» EXERCISE DIRECTIONS
Copy the entries below exactly, but only from the line containing "update(Gunshop): Added Revolver Back" through the final line.

(Beginning of THE RECORDS)

PR #1423, opened 2022-10-22
update(Gunshop): Added Revolver Back

### LINKED ISSUE #1409: re add revolver
it was disabled since it was a 1 shotter so people felt it was "too OP"

now that we can change damage modifiers for weapons we should re add it and just adjust it so it's like 2-3 hits instead so we can still have the dope revolver

Savage912-Official:
Allow the revolver to be purchased again, and it now takes 3 shots to kill someone rather than 1 shot.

(End of THE RECORDS)

» RESULT OF THE EXERCISE
update(Gunshop): Added Revolver Back

### LINKED ISSUE #1409: re add revolver
it was disabled since it was a 1 shotter so people felt it was "too OP"

now that we can change damage modifiers for weapons we should re add it and just adjust it so it's like 2-3 hits instead so we can still have the dope revolver

Savage912-Official:
Allow the revolver to be purchased again, and it now takes 3 shots to kill someone rather than 1 shot.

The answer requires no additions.